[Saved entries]
----------------------------------------

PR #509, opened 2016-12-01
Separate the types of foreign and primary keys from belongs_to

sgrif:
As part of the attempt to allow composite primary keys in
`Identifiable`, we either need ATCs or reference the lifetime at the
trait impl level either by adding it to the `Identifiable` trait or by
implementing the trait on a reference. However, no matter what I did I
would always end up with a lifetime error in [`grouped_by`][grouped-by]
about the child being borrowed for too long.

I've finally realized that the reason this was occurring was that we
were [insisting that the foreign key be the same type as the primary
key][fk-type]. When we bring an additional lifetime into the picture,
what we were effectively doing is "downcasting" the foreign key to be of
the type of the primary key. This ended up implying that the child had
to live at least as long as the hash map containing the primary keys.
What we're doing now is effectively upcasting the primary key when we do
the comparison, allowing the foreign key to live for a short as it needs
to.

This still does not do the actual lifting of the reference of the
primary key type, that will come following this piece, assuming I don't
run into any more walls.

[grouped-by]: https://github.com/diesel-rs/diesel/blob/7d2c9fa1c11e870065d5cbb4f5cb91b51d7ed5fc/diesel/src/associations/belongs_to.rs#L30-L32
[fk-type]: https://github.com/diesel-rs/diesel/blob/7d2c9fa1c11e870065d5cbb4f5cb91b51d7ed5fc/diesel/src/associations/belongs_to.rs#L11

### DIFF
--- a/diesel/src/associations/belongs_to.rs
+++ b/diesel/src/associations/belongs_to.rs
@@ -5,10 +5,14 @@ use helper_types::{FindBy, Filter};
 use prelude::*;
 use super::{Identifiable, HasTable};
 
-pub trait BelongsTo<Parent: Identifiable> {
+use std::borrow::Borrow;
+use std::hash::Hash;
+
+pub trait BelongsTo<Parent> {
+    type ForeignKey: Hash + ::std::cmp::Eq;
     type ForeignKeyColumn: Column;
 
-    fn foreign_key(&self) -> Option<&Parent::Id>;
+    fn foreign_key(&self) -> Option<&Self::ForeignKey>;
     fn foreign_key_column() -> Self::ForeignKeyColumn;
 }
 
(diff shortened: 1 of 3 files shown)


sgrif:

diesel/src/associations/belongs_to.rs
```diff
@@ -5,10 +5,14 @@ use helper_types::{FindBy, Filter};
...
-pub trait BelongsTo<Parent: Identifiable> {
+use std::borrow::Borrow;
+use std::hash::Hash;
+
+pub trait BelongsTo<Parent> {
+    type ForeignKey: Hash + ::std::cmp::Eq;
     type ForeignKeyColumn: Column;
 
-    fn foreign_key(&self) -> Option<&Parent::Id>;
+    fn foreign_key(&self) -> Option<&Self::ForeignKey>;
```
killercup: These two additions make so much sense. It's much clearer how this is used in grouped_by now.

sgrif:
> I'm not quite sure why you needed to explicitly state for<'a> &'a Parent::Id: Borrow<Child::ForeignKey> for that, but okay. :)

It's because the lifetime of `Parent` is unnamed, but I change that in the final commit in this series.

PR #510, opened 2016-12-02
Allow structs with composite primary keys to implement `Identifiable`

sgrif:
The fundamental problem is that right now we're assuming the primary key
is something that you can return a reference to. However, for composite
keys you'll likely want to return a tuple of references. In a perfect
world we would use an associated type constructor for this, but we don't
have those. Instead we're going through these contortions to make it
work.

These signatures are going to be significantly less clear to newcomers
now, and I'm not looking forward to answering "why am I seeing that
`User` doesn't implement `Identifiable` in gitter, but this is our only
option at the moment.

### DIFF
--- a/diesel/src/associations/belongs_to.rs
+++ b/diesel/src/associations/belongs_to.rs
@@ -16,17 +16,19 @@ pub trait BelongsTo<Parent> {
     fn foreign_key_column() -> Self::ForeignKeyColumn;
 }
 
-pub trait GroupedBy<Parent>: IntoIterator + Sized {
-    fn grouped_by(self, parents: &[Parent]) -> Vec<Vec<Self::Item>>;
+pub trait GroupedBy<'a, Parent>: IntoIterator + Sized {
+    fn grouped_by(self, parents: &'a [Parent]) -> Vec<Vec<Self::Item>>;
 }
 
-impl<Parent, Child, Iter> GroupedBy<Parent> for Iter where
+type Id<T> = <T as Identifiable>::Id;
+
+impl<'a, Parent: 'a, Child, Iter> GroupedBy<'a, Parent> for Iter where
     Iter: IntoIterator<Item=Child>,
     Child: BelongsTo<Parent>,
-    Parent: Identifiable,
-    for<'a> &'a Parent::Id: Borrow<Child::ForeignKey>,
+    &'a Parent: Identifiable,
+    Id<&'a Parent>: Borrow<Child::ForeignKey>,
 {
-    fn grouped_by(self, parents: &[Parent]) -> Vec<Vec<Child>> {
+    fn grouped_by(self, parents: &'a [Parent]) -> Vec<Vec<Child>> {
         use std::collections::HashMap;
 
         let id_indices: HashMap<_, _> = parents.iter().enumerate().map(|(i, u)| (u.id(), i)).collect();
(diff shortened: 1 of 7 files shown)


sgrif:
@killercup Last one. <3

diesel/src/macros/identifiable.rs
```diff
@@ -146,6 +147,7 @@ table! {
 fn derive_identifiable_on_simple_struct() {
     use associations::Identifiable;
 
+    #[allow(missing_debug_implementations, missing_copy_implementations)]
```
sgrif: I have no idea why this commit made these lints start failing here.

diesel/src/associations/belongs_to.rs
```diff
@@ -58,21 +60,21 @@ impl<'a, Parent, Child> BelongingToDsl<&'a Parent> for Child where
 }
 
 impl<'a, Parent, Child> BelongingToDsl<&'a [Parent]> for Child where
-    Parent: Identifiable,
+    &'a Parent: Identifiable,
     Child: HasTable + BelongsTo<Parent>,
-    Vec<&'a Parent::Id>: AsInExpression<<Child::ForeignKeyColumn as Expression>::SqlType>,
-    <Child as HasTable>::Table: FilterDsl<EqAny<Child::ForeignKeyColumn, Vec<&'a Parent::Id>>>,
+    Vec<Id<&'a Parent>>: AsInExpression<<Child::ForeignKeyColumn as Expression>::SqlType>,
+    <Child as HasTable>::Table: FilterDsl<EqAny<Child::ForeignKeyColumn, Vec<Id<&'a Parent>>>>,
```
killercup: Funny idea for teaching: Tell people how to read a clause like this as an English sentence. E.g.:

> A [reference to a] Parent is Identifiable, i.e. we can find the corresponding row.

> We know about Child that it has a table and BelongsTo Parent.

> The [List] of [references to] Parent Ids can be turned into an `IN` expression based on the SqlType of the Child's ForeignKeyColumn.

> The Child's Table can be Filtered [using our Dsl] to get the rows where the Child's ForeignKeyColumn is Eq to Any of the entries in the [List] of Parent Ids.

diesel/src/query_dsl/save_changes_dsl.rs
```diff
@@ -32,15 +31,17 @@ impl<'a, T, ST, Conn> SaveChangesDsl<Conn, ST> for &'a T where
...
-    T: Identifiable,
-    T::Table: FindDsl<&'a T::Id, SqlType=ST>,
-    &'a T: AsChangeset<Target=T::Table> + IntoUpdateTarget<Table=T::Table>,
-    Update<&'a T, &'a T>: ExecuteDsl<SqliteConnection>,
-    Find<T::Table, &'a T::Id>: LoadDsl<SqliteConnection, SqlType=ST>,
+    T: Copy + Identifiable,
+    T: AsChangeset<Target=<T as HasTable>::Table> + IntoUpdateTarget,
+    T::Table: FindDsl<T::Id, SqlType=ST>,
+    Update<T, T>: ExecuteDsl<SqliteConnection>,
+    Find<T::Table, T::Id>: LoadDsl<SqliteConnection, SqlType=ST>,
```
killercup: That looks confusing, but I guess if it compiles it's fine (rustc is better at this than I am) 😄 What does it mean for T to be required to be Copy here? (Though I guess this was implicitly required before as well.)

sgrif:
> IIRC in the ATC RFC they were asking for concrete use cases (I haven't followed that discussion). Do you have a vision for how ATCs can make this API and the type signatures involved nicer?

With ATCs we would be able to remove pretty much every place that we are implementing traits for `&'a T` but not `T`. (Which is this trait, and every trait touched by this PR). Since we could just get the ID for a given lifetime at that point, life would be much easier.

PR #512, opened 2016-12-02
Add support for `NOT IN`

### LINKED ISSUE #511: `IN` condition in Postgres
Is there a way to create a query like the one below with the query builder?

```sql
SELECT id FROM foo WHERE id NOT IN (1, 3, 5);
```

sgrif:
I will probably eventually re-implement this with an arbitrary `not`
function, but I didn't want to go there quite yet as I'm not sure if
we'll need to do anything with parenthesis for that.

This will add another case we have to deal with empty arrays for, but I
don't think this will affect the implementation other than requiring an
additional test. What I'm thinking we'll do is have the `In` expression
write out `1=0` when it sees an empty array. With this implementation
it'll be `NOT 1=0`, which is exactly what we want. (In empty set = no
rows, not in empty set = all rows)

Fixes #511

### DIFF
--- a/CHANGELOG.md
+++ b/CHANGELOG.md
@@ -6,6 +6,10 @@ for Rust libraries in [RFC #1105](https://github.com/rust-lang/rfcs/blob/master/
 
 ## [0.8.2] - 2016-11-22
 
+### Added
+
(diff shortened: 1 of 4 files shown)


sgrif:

----------------------------------------

Tally the lines in the records containing the string "additional"; output only the tally.

2